• ASSIGNMENT: Give back only the lines in the records below from the one with "(Yes, I can, and" to the one with "This list can", both inclusive, word for word.

[Stored entries]
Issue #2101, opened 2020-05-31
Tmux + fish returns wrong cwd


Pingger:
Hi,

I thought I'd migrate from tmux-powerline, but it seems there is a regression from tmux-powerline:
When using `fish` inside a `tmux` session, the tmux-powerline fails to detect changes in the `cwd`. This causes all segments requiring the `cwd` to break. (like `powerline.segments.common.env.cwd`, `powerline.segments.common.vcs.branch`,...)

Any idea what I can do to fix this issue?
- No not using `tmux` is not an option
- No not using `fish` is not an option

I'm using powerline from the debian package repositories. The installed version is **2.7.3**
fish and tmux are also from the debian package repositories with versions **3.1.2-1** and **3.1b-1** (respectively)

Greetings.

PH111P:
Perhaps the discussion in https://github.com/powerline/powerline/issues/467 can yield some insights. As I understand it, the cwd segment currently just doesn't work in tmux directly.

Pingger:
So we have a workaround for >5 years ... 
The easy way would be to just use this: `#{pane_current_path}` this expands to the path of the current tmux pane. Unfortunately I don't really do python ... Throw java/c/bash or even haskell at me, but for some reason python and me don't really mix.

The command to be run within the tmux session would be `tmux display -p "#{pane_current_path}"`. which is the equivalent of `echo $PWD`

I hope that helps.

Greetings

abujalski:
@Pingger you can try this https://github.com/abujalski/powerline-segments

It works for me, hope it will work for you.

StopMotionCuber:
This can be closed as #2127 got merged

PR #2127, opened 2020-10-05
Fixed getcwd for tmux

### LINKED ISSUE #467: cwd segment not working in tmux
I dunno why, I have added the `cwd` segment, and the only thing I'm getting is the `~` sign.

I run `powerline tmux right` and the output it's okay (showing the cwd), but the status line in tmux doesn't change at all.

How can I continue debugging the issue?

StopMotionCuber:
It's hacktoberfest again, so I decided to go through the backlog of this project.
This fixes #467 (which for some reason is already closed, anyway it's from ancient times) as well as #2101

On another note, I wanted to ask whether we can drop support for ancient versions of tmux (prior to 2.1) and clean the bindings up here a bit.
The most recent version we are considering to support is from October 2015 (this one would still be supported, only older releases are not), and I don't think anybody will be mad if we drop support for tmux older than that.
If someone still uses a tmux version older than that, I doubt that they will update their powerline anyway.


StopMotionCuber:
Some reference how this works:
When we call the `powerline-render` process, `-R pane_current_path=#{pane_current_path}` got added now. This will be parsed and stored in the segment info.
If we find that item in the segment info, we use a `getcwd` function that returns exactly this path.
--
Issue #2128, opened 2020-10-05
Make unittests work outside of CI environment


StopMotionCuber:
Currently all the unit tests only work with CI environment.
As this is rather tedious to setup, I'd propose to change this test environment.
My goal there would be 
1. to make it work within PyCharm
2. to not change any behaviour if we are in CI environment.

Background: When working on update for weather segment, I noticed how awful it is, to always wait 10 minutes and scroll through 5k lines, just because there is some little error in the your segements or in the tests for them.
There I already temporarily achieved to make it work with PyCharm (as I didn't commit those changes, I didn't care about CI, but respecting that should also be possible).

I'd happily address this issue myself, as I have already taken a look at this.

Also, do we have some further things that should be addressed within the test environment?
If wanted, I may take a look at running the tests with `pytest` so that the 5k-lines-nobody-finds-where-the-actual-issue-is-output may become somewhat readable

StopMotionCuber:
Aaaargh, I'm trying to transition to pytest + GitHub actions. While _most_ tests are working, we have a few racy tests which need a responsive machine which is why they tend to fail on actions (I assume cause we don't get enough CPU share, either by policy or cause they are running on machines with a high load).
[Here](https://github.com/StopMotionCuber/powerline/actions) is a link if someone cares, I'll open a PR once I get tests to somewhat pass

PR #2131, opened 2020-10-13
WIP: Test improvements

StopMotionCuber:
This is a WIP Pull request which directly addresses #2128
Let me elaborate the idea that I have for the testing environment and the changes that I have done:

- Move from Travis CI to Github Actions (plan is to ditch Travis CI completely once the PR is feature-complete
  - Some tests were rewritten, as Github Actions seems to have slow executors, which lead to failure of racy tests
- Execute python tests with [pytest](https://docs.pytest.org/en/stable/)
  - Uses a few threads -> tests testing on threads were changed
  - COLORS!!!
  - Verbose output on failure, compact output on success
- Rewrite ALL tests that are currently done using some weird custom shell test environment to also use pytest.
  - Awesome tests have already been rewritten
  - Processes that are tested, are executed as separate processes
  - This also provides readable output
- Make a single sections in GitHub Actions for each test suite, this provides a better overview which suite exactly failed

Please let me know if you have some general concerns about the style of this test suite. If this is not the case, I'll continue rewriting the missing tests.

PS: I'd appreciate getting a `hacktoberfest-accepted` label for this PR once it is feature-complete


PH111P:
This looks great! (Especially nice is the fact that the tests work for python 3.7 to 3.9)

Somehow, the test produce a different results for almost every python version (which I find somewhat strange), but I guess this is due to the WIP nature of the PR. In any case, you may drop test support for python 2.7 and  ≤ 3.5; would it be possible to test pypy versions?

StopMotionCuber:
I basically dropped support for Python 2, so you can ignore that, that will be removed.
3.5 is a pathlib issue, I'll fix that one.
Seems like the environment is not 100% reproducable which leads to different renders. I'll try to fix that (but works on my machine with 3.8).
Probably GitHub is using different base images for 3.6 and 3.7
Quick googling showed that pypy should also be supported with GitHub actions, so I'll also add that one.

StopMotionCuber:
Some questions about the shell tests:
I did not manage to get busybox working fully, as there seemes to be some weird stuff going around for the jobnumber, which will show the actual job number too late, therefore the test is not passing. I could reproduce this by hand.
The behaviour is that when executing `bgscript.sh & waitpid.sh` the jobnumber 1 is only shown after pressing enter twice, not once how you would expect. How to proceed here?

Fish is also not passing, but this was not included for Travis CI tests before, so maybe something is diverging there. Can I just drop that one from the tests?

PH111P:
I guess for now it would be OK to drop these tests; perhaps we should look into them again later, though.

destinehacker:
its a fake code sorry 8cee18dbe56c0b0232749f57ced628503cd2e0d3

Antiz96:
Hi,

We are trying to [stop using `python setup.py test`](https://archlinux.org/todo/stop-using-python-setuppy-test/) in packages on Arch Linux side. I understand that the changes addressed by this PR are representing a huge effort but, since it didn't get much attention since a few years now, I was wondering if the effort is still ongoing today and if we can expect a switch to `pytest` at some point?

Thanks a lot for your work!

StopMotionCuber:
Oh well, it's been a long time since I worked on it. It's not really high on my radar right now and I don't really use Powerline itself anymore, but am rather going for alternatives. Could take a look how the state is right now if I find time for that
...
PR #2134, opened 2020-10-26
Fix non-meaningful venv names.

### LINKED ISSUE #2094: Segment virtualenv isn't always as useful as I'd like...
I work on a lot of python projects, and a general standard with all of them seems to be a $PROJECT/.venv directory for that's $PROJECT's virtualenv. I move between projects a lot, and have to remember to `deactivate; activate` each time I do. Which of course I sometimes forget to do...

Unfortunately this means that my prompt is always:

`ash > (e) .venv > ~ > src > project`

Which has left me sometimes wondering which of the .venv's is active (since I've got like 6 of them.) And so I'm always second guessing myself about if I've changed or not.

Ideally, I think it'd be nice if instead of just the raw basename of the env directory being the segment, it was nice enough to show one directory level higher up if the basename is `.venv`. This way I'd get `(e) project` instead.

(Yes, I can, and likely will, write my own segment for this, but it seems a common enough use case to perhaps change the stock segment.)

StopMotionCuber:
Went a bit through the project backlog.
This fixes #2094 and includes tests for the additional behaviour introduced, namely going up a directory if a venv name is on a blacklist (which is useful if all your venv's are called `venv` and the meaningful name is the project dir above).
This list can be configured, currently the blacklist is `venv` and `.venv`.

• TASK RESULT:
(Yes, I can, and likely will, write my own segment for this, but it seems a common enough use case to perhaps change the stock segment.)

StopMotionCuber:
Went a bit through the project backlog.
This fixes #2094 and includes tests for the additional behaviour introduced, namely going up a directory if a venv name is on a blacklist (which is useful if all your venv's are called `venv` and the meaningful name is the project dir above).
This list can be configured, currently the blacklist is `venv` and `.venv`.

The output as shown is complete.